PR #76828, opened 2025-01-20
Change helix logging

jaredpar:
This changes helix logging in a few ways:

1. Includes helix.proj in the artifacts directory for tool / developer inspection
2. Adds the expected execution time of a work item into helix.proj so it can be compared to actual execution time.

The other change is more philosophical. Trying to make it so that only the structured / tooling data gets put into the artifacts dir. For any other logging that isn't structural in nature just print directly to the console so we can quickly see it at a glance


jaredpar:

dibarbet (approved):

========

### Task brief
The records are to be repeated in full, exactly as they stand.

### Expected answer
PR #76828, opened 2025-01-20
Change helix logging

jaredpar:
This changes helix logging in a few ways:

1. Includes helix.proj in the artifacts directory for tool / developer inspection
2. Adds the expected execution time of a work item into helix.proj so it can be compared to actual execution time.

The other change is more philosophical. Trying to make it so that only the structured / tooling data gets put into the artifacts dir. For any other logging that isn't structural in nature just print directly to the console so we can quickly see it at a glance


jaredpar:

dibarbet (approved):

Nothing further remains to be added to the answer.